* **Your goal**: Reproduce every record exactly as written.
□ □ □ □
PR #235, opened 2021-05-06
feat(DIST-828): Widget, popover, sidetab sizes params

scarciofolomarco:


packages/embed/src/factories/create-widget/widget-options.ts
```diff
@@ -3,5 +3,22 @@ import { ActionableOptions, BaseOptions, UrlOptions } from '../../base'
 export type WidgetOptions = BaseOptions &
   UrlOptions &
   ActionableOptions & {
+    /**
+     * Element to place the widget into.
+     *
+     * @type {HTMLElement}
+     */
     container: HTMLElement
+    /**
```
prilutskiy, line 12: Maybe these should be extracted into a type, like `SizeableOptions` ?

prilutskiy (approved):
Good job, clean and has tests 👍

packages/embed/src/factories/create-widget/widget-options.ts
scarciofolomarco: hmmm good suggestion, on it

mrisoli (approved):

packages/embed/src/factories/create-popover/create-popover.spec.ts
```diff
@@ -16,12 +15,14 @@ afterEach(() => {
 describe('#createSidetab', () => {
   describe('#open', () => {
     it('should open', () => {
+      popover = createPopover('formId')
```
mathio, line 18: You can use `beforeEach` to recreate this before each test.

Same for sidetab tests.

packages/embed/src/utils/set-element-size.ts
```diff
@@ -0,0 +1,11 @@
+export const setElementSize = (element: HTMLElement, { width, height }: { width?: number; height?: number }) => {
```
mathio, line 1: Please do not define interfaces inline like this, it is harder to read.

```suggestion
interface ElementSize {
  width?: number
  height?: number
}

export const setElementSize = (element: HTMLElement, { width, height }: ElementSize) => {
```

Or you can pass each one as separate variable.

packages/embed/src/utils/set-element-size.spec.ts
```diff
@@ -0,0 +1,31 @@
...
+      const element = document.createElement('div')
+      expect(setElementSize(element, { width: 100, height: 100 })).toHaveStyle({
+        width: '100px',
+        height: '100px',
+      })
+    })
+
+    it('should return same element if no params', () => {
+      const element = document.createElement('div')
+      const newElement = setElementSize(element, { width: undefined, height: undefined })
```
mathio, line 27: Why `undefined`? I would specify values here to confirm the element does not change even if its resized.

packages/embed/src/initializers/initialize-popovers.ts
```diff
@@ -21,6 +21,8 @@ export const initializePopovers = () => {
       buildOptionsFromAttributes(button, {
         buttonColor: 'string',
         customIcon: 'string',
+        width: 'integer',
```
mathio, line 24: I think we should get rid of `additionalAttributes` from `buildOptionsFromAttributes` and just build all attributes for all embed types. I think there is no harm building unused options and it will make the code easier to read. WDYT?

packages/embed/src/factories/create-widget/elements/build-widget.ts
```diff
@@ -1,6 +1,13 @@
-export const buildWidget = (iframe: HTMLIFrameElement): HTMLDivElement => {
+import { setElementSize } from '../../../utils'
+import { WidgetOptions } from '../widget-options'
+
+export const buildWidget = (iframe: HTMLIFrameElement, options: Omit<WidgetOptions, 'container'> = {}): HTMLElement => {
```
mathio, line 4: It is not necessary to send whole `Omit<WidgetOptions, 'container'>` here just to get width and height. We can pass each one as separate argument (as you did for `buildSidetab`).

packages/embed/src/utils/set-element-size.ts
mathio: Since we have `setElementSize` function extracted, lets use it in all places where we set element sizes -> popover and slider too.

mathio (changes requested):

packages/embed/src/utils/set-element-size.ts
scarciofolomarco: already did, thing is slider has a slightly different implementation also popover

packages/embed/src/factories/create-popover/create-popover.spec.ts
scarciofolomarco: it was like that, and I changed it because sometimes I need to pass different `options` depending on the test, so I had to `unmount` and `remount` the embed with the new options for those tests, which I think is not correct

packages/embed/src/utils/set-element-size.spec.ts
scarciofolomarco: I don't wanna make the 2nd argument optional, just the properties of the object, this test is to check it returns the same element when `width` nor `height` is`undefined`

packages/embed/src/utils/set-element-size.ts
mathio: Slider is doing this:

```
wrapper.style.width = `${width}px`
return wrapper
```

You could do 

```
return setElementSize(wrapper, { width })
```

mathio: Sorry I meant popup not popover. Something like this:

```
   if (isDefined(width) && isDefined(height)) {
-    wrapper.style.width = `${width}px`
-    wrapper.style.height = `${height}px`
+    return setElementSize(wrapper, {width, height)
   }
```

mathio:
Also important: dont forget to format commit message when squashing an merging :)

scarciofolomarco:
> Also important: dont forget to format commit message when squashing an merging :)

yeah, I usually amend but the merge commit won't let me

packages/embed/src/initializers/initialize-popovers.ts
scarciofolomarco: done!

packages/embed/src/factories/create-popover/create-popover.spec.ts
mathio: There already is `afterEach` that does `popover.unmount()`. If you dont want to do unmount in specific test you can restructure describes and have the `beforeEach` only for those where you need it.

```
describe('default popover', () => {
  beforeEach(() => {
    popover = createPopover('formId')
  })
  it('xxx', () => {
    popover.open()
    // ...
  })
})

describe('different popover', () => {
  it('xxx', () => {
    createPopover('formId', { buttonColor: white })
    // ...
  })
})
```

mathio:
> yeah, I usually amend but the merge commit won't let me

I usually amend too. To be able to amend I avoid merge commits and `git rebase master` instead.

packages/embed/src/factories/create-popover/create-popover.spec.ts
scarciofolomarco: hmmm great idea, on it

packages/embed/src/initializers/initialize-widgets.ts
```diff
@@ -16,6 +16,9 @@ export const initializeWidgets = () => {
     if (!formId) {
       throw new Error(`Invalid ${WIDGET_ATTRIBUTE}=${formId} for widget embed #${index}`)
     }
-    createWidget(formId, { ...buildOptionsFromAttributes(container), container })
```
mathio, line 19: Unnecessary change :) Its weird it passes linter and prettier in both cases.

packages/embed/src/factories/create-popup/create-popup.ts
```diff
@@ -36,8 +36,7 @@ const buildWrapper = (width?: number, height?: number, size?: number) => {
   wrapper.style.opacity = '0'
 
   if (isDefined(width) && isDefined(height)) {
-    wrapper.style.width = `${width}px`
-    wrapper.style.height = `${height}px`
+    return setElementSize(wrapper, { width, height })
```
mathio, line 39: I think returns here should be 

```
if (...) {
  return ...
} else {
  return ...
}
```

Or you can omit the else branch:

```
if (...) {
  return ...
}

return ...
```

mathio (approved):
□ □ □ □
* **Reply to the exercise**:
PR #235, opened 2021-05-06
feat(DIST-828): Widget, popover, sidetab sizes params

scarciofolomarco:


packages/embed/src/factories/create-widget/widget-options.ts
```diff
@@ -3,5 +3,22 @@ import { ActionableOptions, BaseOptions, UrlOptions } from '../../base'
 export type WidgetOptions = BaseOptions &
   UrlOptions &
   ActionableOptions & {
+    /**
+     * Element to place the widget into.
+     *
+     * @type {HTMLElement}
+     */
     container: HTMLElement
+    /**
```
prilutskiy, line 12: Maybe these should be extracted into a type, like `SizeableOptions` ?

prilutskiy (approved):
Good job, clean and has tests 👍

packages/embed/src/factories/create-widget/widget-options.ts
scarciofolomarco: hmmm good suggestion, on it

mrisoli (approved):

packages/embed/src/factories/create-popover/create-popover.spec.ts
```diff
@@ -16,12 +15,14 @@ afterEach(() => {
 describe('#createSidetab', () => {
   describe('#open', () => {
     it('should open', () => {
+      popover = createPopover('formId')
```
mathio, line 18: You can use `beforeEach` to recreate this before each test.

Same for sidetab tests.

packages/embed/src/utils/set-element-size.ts
```diff
@@ -0,0 +1,11 @@
+export const setElementSize = (element: HTMLElement, { width, height }: { width?: number; height?: number }) => {
```
mathio, line 1: Please do not define interfaces inline like this, it is harder to read.

```suggestion
interface ElementSize {
  width?: number
  height?: number
}

export const setElementSize = (element: HTMLElement, { width, height }: ElementSize) => {
```

Or you can pass each one as separate variable.

packages/embed/src/utils/set-element-size.spec.ts
```diff
@@ -0,0 +1,31 @@
...
+      const element = document.createElement('div')
+      expect(setElementSize(element, { width: 100, height: 100 })).toHaveStyle({
+        width: '100px',
+        height: '100px',
+      })
+    })
+
+    it('should return same element if no params', () => {
+      const element = document.createElement('div')
+      const newElement = setElementSize(element, { width: undefined, height: undefined })
```
mathio, line 27: Why `undefined`? I would specify values here to confirm the element does not change even if its resized.

packages/embed/src/initializers/initialize-popovers.ts
```diff
@@ -21,6 +21,8 @@ export const initializePopovers = () => {
       buildOptionsFromAttributes(button, {
         buttonColor: 'string',
         customIcon: 'string',
+        width: 'integer',
```
mathio, line 24: I think we should get rid of `additionalAttributes` from `buildOptionsFromAttributes` and just build all attributes for all embed types. I think there is no harm building unused options and it will make the code easier to read. WDYT?

packages/embed/src/factories/create-widget/elements/build-widget.ts
```diff
@@ -1,6 +1,13 @@
-export const buildWidget = (iframe: HTMLIFrameElement): HTMLDivElement => {
+import { setElementSize } from '../../../utils'
+import { WidgetOptions } from '../widget-options'
+
+export const buildWidget = (iframe: HTMLIFrameElement, options: Omit<WidgetOptions, 'container'> = {}): HTMLElement => {
```
mathio, line 4: It is not necessary to send whole `Omit<WidgetOptions, 'container'>` here just to get width and height. We can pass each one as separate argument (as you did for `buildSidetab`).

packages/embed/src/utils/set-element-size.ts
mathio: Since we have `setElementSize` function extracted, lets use it in all places where we set element sizes -> popover and slider too.

mathio (changes requested):

packages/embed/src/utils/set-element-size.ts
scarciofolomarco: already did, thing is slider has a slightly different implementation also popover

packages/embed/src/factories/create-popover/create-popover.spec.ts
scarciofolomarco: it was like that, and I changed it because sometimes I need to pass different `options` depending on the test, so I had to `unmount` and `remount` the embed with the new options for those tests, which I think is not correct

packages/embed/src/utils/set-element-size.spec.ts
scarciofolomarco: I don't wanna make the 2nd argument optional, just the properties of the object, this test is to check it returns the same element when `width` nor `height` is`undefined`

packages/embed/src/utils/set-element-size.ts
mathio: Slider is doing this:

```
wrapper.style.width = `${width}px`
return wrapper
```

You could do 

```
return setElementSize(wrapper, { width })
```

mathio: Sorry I meant popup not popover. Something like this:

```
   if (isDefined(width) && isDefined(height)) {
-    wrapper.style.width = `${width}px`
-    wrapper.style.height = `${height}px`
+    return setElementSize(wrapper, {width, height)
   }
```

mathio:
Also important: dont forget to format commit message when squashing an merging :)

scarciofolomarco:
> Also important: dont forget to format commit message when squashing an merging :)

yeah, I usually amend but the merge commit won't let me

packages/embed/src/initializers/initialize-popovers.ts
scarciofolomarco: done!

packages/embed/src/factories/create-popover/create-popover.spec.ts
mathio: There already is `afterEach` that does `popover.unmount()`. If you dont want to do unmount in specific test you can restructure describes and have the `beforeEach` only for those where you need it.

```
describe('default popover', () => {
  beforeEach(() => {
    popover = createPopover('formId')
  })
  it('xxx', () => {
    popover.open()
    // ...
  })
})

describe('different popover', () => {
  it('xxx', () => {
    createPopover('formId', { buttonColor: white })
    // ...
  })
})
```

mathio:
> yeah, I usually amend but the merge commit won't let me

I usually amend too. To be able to amend I avoid merge commits and `git rebase master` instead.

packages/embed/src/factories/create-popover/create-popover.spec.ts
scarciofolomarco: hmmm great idea, on it

packages/embed/src/initializers/initialize-widgets.ts
```diff
@@ -16,6 +16,9 @@ export const initializeWidgets = () => {
     if (!formId) {
       throw new Error(`Invalid ${WIDGET_ATTRIBUTE}=${formId} for widget embed #${index}`)
     }
-    createWidget(formId, { ...buildOptionsFromAttributes(container), container })
```
mathio, line 19: Unnecessary change :) Its weird it passes linter and prettier in both cases.

packages/embed/src/factories/create-popup/create-popup.ts
```diff
@@ -36,8 +36,7 @@ const buildWrapper = (width?: number, height?: number, size?: number) => {
   wrapper.style.opacity = '0'
 
   if (isDefined(width) && isDefined(height)) {
-    wrapper.style.width = `${width}px`
-    wrapper.style.height = `${height}px`
+    return setElementSize(wrapper, { width, height })
```
mathio, line 39: I think returns here should be 

```
if (...) {
  return ...
} else {
  return ...
}
```

Or you can omit the else branch:

```
if (...) {
  return ...
}

return ...
```

mathio (approved):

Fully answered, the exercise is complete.